The specialists in the field did not initially consider soccer an appropriate sport to implement the data analysis. It didn't seem possible to quantify his actions like in baseball, football, hockey, even basketball. However, time has led them to the contrary and it is already an unstoppable phenomenon you may need a good makeover and a simple explanation of what it really is and what your goals are.

“Whoever turns his back on it and does not ride this train will move away from the race to success”

Monchi

Big data should be accepted by the world of football as the video of the 21st century. It does not come to banish the human being or to replace already common supports accepted and used by the majority. It comes like a hurricane to complete the knowledge of the experts and be an effective working tool.

The words of Monchi, Sevilla sports director, and one of the pioneers in its use, are resounding: “Whoever turns his back and does not ride this train will be far from success”. He is not the only one, of course, that in Spanish football handles this tool in his daily task. If it was necessary to point out a club that in its new project, including promotion to First Division, has firmly opted for this mechanism, it would be necessary to look towards Huesca and its sports director, Rubén García. “My intention is none other than to apply common sense to all the data that I have at my disposal. Last season, the promotion season, we signed 23 players and in this one, 11, without taking into account the recovery of those transferred. In all of them In practically cases, we have taken advantage of big data or artificial intelligence as one more support for the work of sports management “.

The idea is none other than to help make better decisions and minimize the margin of error. Professionals who already accept this instrument as a companion animal are looking for an ally who completes their own impressions and becomes another tool for consultation. Monchi, in his public exhibitions, recalls that data, numbers, have always existed in the world of football. “The key is to know how to separate the interesting data from the superfluous ones. A football match generates eight million pieces of information and you have to know what interests you at all times. Saturation can lead to errors. You cannot sign players through the data. , but neither will I sign without statistical data to help me reduce risk and save time. The most important thing is always to know what is needed and wanted at all times“, it specifies in one of its masterclass.

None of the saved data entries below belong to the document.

PR #1237, opened 2023-09-08
feat: add lugano feed widget

Nuhvi:
### Description

Add Lugano feed widget.

### Linked Issues/Tasks

[Event widget feed timetable](https://app.asana.com/0/1200529269167147/1205322182636536)

### Type of change

### Tests

- [ ] Detox test
- [ ] Unit test
- [x] No test

### Screenshot / Video

Simulator Screen Shot - iPhone 14 - 2023-09-08 at 13 34 34


pwltr:
Resolve conflicts please.

limpbrains (changes requested):
Did you remove yarn.lock ? Please do not do this. You have upgraded a lot of peer dependencies. 
Can you please revert yarn.lock, ios/Podfile.lock, install packages you need and add yarn.lock again. 
Upgrading packages can break things, we better do it gradually and in separate PR

pwltr:
Can you fix the tests? It looks to me like your `react-native-fetch-hack` is trying to use `node-fetch` on the native mobile side, will that work? https://github.com/synonymdev/bitkit/actions/runs/6122214804/job/16617501219?pr=1237

Nuhvi:
> Can you fix the tests? It looks to me like your `react-native-fetch-hack` is trying to use `node-fetch` on the native mobile side, will that work? https://github.com/synonymdev/bitkit/actions/runs/6122214804/job/16617501219?pr=1237

You know better, but it is the only way I know of to load binary data, in this case images. If you know how to do it otherwise with the provided `fetch()` function, let me know, or just revert to the published npm version of the web-relay.

pwltr:
> You know better, but it is the only way I know of to load binary data, in this case images. If you know how to do it otherwise with the provided fetch() function, let me know, or just revert to the published npm version of the web-relay.

I don't know without looking into it, but trying to run `node-fetch` on the mobile client sounds like a massive workaround and judging by the tests it doesn't seem to work? Simple solution for this case would be to just render a static image for the banner in this widget since, the design looks like it has only one image. Would that work?

Nuhvi:
@pwltr This issue needs to be solved, the simple solution doesn't work for the rest of the Web Relay use-cases, when someone uploads a profile picture or whatever.

Isn't `node-fetch` already using the normal `globalThis.fetch` in browser environment as in Bitkit? so this is only a CI issue? I will try to make the CI hapyp, but it works in Bitkit fine.

If @rbndg thinks we should just hardcode these images fine.

limpbrains:
I was able to fix tests locally by chaning 
```patch
- import { Client } from '@synonymdev/web-relay';
+ import { Client } from '@synonymdev/web-relay/lib/client';
```
in src/components/SlashtagsProvider2.tsx


also ios/bitkit.xcodeproj/project.pbxproj needs to be resetted

Nuhvi:
@limpbrains Can you push that with the correct `ios/bitkit.xcodeproj/project.pbxproj`?

Nuhvi:
Pushed a version where `node-fetch` isn't required at all https://github.com/slashtags/web-relay/blob/react-native-fetch-hack/lib/client/fetch-react-native.js

Nuhvi:
Ok this latest error doesn't seem the web relay's fault @pwltr

pwltr:
Feeds are not working for me:

Simulator Screenshot - iPhone 14 - 2023-09-11 at 18 53 15

Nuhvi:
@pwltr @limpbrains all checks passed

limpbrains:
Works now!

limpbrains:
`LOG  Error while reading banner png [TypeError: Cannot read property 'byteLength' of null]`
On both android and iOS I can add a widget, but I can't see an image

Nuhvi:
@limpbrains Sigh... I will just read images as base64 and be done with it, but this is not sustainable.

src/components/Widgets.tsx
```diff
@@ -111,6 +112,10 @@ const Widgets = (): ReactElement => {
 					Component = FactsWidget;
 					testID = 'FactsWidget';
 					break;
+				case SUPPORTED_FEED_TYPES.LUGAON_FEED:
```
MiguelMedeiros:
```suggestion
				case SUPPORTED_FEED_TYPES.LUGANO_FEED:
```
typo mistake :)

src/hooks/widgets.ts
```diff
@@ -40,36 +45,42 @@ export const useSlashfeed = (options: {
...
-				const _fields = options.fields ?? _config.fields ?? [];
+				const _fields = options.fields ?? reader.config.fields ?? [];
 
 				// Don't continue for news & facts feeds
 				if (
-					_config.type === SUPPORTED_FEED_TYPES.FACTS_FEED ||
-					_config.type === SUPPORTED_FEED_TYPES.HEADLINES_FEED
+					reader.config.type === SUPPORTED_FEED_TYPES.FACTS_FEED ||
+					reader.config.type === SUPPORTED_FEED_TYPES.HEADLINES_FEED ||
+					reader.config.type === SUPPORTED_FEED_TYPES.LUGAON_FEED
```
MiguelMedeiros:
```suggestion
					reader.config.type === SUPPORTED_FEED_TYPES.LUGANO_FEED
```
typo mistake :)

src/screens/Widgets/Widget.tsx
```diff
@@ -169,18 +164,26 @@ const Widget = ({
 											);
 										case SUPPORTED_FEED_TYPES.FACTS_FEED:
 											return <FactsWidget key={url} url={url} />;
+										case SUPPORTED_FEED_TYPES.LUGAON_FEED:
```
MiguelMedeiros:
```suggestion
										case SUPPORTED_FEED_TYPES.LUGANO_FEED:
```

typo mistake :)

src/utils/widgets/index.ts
```diff
@@ -6,6 +6,7 @@ export enum SUPPORTED_FEED_TYPES {
 	HEADLINES_FEED = 'news.headlines',
 	BLOCKS_FEED = 'bitcoin.stats',
 	FACTS_FEED = 'quotes',
+	LUGAON_FEED = 'to.synonym.lugano-feed',
```
MiguelMedeiros:
```suggestion
	LUGANO_FEED = 'to.synonym.lugano-feed',
```
typo mistake :)

MiguelMedeiros:
@Nuhvi,

I've observed an inconsistency with the timestamp format on the client side. It currently displays as HH:M (e.g., 6:4). For better clarity, I believe it should be in the HH:MM format, such as 6:40.

Could you please confirm this?



simulator_screenshot_36B12486-AE92-46AF-AF3B-0FB8FF7ED42E

package.json
```diff
@@ -67,7 +67,7 @@
     "@synonymdev/slashtags-widget-facts-feed": "1.1.0",
     "@synonymdev/slashtags-widget-news-feed": "1.1.0",
     "@synonymdev/slashtags-widget-price-feed": "1.1.0",
-    "@synonymdev/web-relay": "1.0.0",
+    "@synonymdev/web-relay": "^1.0.2",
```
MiguelMedeiros:
```suggestion
    "@synonymdev/web-relay": "1.0.2",
```
Let's remove the ^ to ensure we have explicit control over dependency versions.

MiguelMedeiros:
@Nuhvi  I noticed that when we add the widget, or when we click to see its settings, a screen appears with part of the widget appearing behind another layer of the app. Is it possible to make everything fit there without the user having to scroll down? Otherwise, I think it would be better if the user could scroll down to see the preview of the widget.

edit: im using iphone 14 simulator

simulator_screenshot_98F490D3-97A7-402B-A3FD-647B473F54E8

Nuhvi:
> @Nuhvi I noticed that when we add the widget, or when we click to see its settings, a screen appears with part of the widget appearing behind another layer of the app. Is it possible to make everything fit there without the user having to scroll down? Otherwise, I think it would be better if the user could scroll down to see the preview of the widget.
> 

I agree. However, this is out of the scope of this widget so I don't want to couple the delivery of this widget with changes to how the Edit Widget screen behaves. Happy to do what @pwltr and @limpbrains suggest.

MiguelMedeiros:
> > 
> I agree. However, this is out of the scope of this widget so I don't want to couple the delivery of this widget with changes to how the Edit Widget screen behaves. Happy to do what @pwltr and @limpbrains suggest.

I agree with you that this change would be out of scope for this PR. I don't want to add any unnecessary complexity to the PR, so I'll create an issue to track this change and we can address it in a separate PR. 👍 

edit: created an issue here https://github.com/synonymdev/bitkit/issues/1249

MiguelMedeiros:
I've noticed an issue in the calendar events table where the event titles are being truncated in the middle of the text, resulting in something like "Bitcoin p...ments are." 

To improve the user experience, I suggest modifying the text truncation behavior to cut off the end of the string instead. For example, it should display as "Bitcoin payments..." 

I believe there's a function in the code that handles string truncation to fit within the screen, but it seems optimized for invoices, where we need to see both the beginning and end of the string. In this case, it would greatly enhance the user's ability to read and understand the event title if only the beginning of the presentation title is displayed. Do you agree, @Nuhvi ?

simulator_screenshot_7D9CB60E-46E9-4307-A55D-48A9A697529C

src/components/LuganoFeedWidget.tsx
```diff
@@ -0,0 +1,247 @@
+import React, { memo, ReactElement, useEffect, useState } from 'react';
+import { View, StyleSheet, StyleProp, ViewStyle, Image } from 'react-native';
+
+import { Caption13M, Text01M, Text02M } from '../styles/text';
+import BaseFeedWidget from './BaseFeedWidget';
+import { TouchableOpacity } from 'react-native-gesture-handler';
```
pwltr: Rather import from `react-native` as this one will cause issues

```suggestion
import { TouchableOpacity } from 'react-native';
```

src/components/LuganoFeedWidget.tsx
```diff
@@ -0,0 +1,247 @@
...
...WMBLzxa0tw6lh7l+9Sw8QXz53Jt7O3RNu+1a9j9/MviaGnKPeMBZH0b1gGzlXA6AV/iaqGKfAB3i0T1/Taemx7/NkuKeJ0KK6pFCSonjYJZwqKM5Dgj2zeak36YJGFJuWzyAWJLpozCyPm3Apf4OU6geT173ruFzkfX1xdifL6SzHi1uvTDilTQZqm9Z33cPCdjTjKBW96ujVBRU//ssL9VQ2TeO+/Fz7B24Uis5EgWzUOkaF6+mRhIlJBvX3Hv/2U5xh2pqh4I3g5SdkigppiXnXdZIxZcA98AxFgB9/XwUPsfekNITANs+ijMQ92m72//JGHIk4lDSHJvzAZRqXmlV3Xy8zp91IDyPfDb5mO2nvvgIc4RKOAQ/AUw7lKr3/qYdGrbaSrGUjdUwTRxon9B1LSyyabF65TFCZ8ZMCnqKwMtffM8VX4hAQRYCM8BiWLJiz9W+HopQo+NYcQ/dy95QsneeiJHoIQcvJH6ahajPvHb3ASToPHaKSKIMqp3g2PQd7+2IfmCZW+k8LCKhiU6gdkc3fsdLM+1j5eLzpZNKgUF905EyNmeS14jQ2aAHmBoVwL0Nb0+nrs5g5itqggRRdt9IsPFPt0JCFS0PdkckbwHt+vrAR5grXkBA7mb8gRHIw8w+H3P0TzG2/jCN/beYKBw6pw+T89JDSHDcon2PUFJOiy0bVC8OU8LZ1HghcIAqXvOAnW8N1U5DHatu8SwqX+XXP95IzCbH17A88stiDObXwZ9y/yTegWXuLin6UJMJXv1qCA8wnzOQGe0QTIWzNQQFokuPBH0RuRDeQfKBawHAWcLwhlbVIaBS1wviDBtwbe6Wlv6gGUFliMAvIdi7XwCV3Kbc+HEcF5jLVc+A12QzoC1PEdFboXTEF+IQFL9Wt0KQlTB8xHAfmGB1OFT0hbE8gPXIWCP5BPWKxk2gVZp65yc7CI776NAnwGCX9Rpi+7nbtcIIHXyCp8QrcEIHASUI3z4/C0cug8BA3p52dS+zZyIgBBjQ5WoDBEdB1rIYWfyOXgnCeG0AXVGJJGCAkU4Bqo15On35Cr8Ak5awAbShuQWViAglnoa+g8zhMqmtsjnBEBbHAyzOM7mgnhx1yo/AAJmiq5aKi+4UwEr9FrAthQdQW00XzuOrUVIoq9QwJG4BvVvldCt/EnMDxFI4N+JxQAAAAASUVORK5CYII=';
```
pwltr, line 26: Why hardcode the icon for this widget? Currently there is no icon on the overview and preview screen. Also the widget title probably needs to be cleaned up.

https://user-images.githubusercontent.com/5798170/267653830-b671c69e-d160-49f7-bc28-74aaaecbcc9a.png

src/screens/Widgets/Widget.tsx
```diff
@@ -131,13 +132,7 @@ const Widget = ({
...
 
-						{loading && (
-							<ThemedView style={styles.previewLoading} color="white08">
-								<Spinner />
-							</ThemedView>
-						)}
-
-						{!loading && (
+						{
 							<>
```
pwltr: Unnecessary nesting, remove

```
{
<>
...
</>
}
```

src/hooks/widgets.ts
```diff
@@ -40,36 +45,42 @@ export const useSlashfeed = (options: {
...
+					reader.config.type === SUPPORTED_FEED_TYPES.FACTS_FEED ||
+					reader.config.type === SUPPORTED_FEED_TYPES.HEADLINES_FEED ||
+					reader.config.type === SUPPORTED_FEED_TYPES.LUGANO_FEED
 				) {
 					setLoading(false);
 					return;
 				}
 
 				const promises = _fields.map(async (field) => {
+					// TODO: Use reader.getField(field.name) after merging and publishing https://github.com/synonymdev/slashtags-feeds/pull/11
```
pwltr: This is merged now

src/hooks/widgets.ts
```diff
@@ -12,6 +12,9 @@ type Field = {
 	unit?: string;
 };
 
+// Cache config files to reduce widgets layout shifts.
+const cache: { [url: string]: { config: SlashFeedJSON } } = {};
```
pwltr, line 16: Can we use the web relay client store as a caching layer since it already has all the data? Or what is the purpose of having it? Curious if you say this makes sense. Maybe the client/reader can be smart and use the store as cache by default (and take a param to skip the cache). I think this is a feature every user of the lib would like to have so should be included if possible.

pwltr (changes requested):

src/components/LuganoFeedWidget.tsx
Nuhvi: Hardcode because Bitkit still can't reliably load png images (raw binary), and converting this icon into SVG was an enormous pain that didn't work out in the end.

What do you mean by cleaning up the title?

src/hooks/widgets.ts
Nuhvi: Not published yet, will check with @rbndg

src/hooks/widgets.ts
Nuhvi: We can, but because it is async and on disk React keeps having flashes of empty images until the web relay client loads the image. This cache is blocking and in memory.

Let me know if I should remove it and you don't care about such flashes.

Nuhvi: I can make an in-memory cache in the web relay, but the interface is still async, which means React will still render the empty image slot then hydrate it it when the promise resolves on the nextTick, so again you will probably get this flash.

src/components/LuganoFeedWidget.tsx
pwltr: Okay, for the title it should probably be 'Plan B Forum' instead of 'PlanB forum'. But can hardcode this as well since we're already doing that for the image.

src/hooks/widgets.ts
pwltr: I'm okay with leaving it this way, doesn't need to happen now. I feel like loading the image async from the store would allow us to show the fallback image while loading but we can try that another time.

pwltr (approved):

limpbrains (approved):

To understand the benefits that this tool can bring to football, we must start from a common root for all clubs. Rubén García, recently arrived at a Huesca relegated to Second, had to complete a new squad in a complicated situation due to the Oikos case (supposed plot of matches and bets). His first steps were simple and traditional. “The first basis of global functioning is that the management choose the idea of ​​the game that they want for their team. It is not the same to choose a coach and then some players for a team that wants to have a positional and attacking game, than for another that want to play the counterattack. I started with the coach, Míchel, whose idea of ​​the game fully coincided with that of the club and mine. It was the one I had managed in the City group when I worked with them in the US “.

And from that starting point the template is formed and that is where the data begins to have its reason for being. “A squad is made according to how you want to play and the objectives you have. It is not the same to form one to save yourself than to be a champion. To play as we want, you need people with very good feet, who do many meters at high intensity and do, in general, many total kilometers. The game of possession and position requires you to run more, even if people get confused by this concept. So we sign specific players for this style. We look for what we need in each position. We enter our parameters and we filter by posts “.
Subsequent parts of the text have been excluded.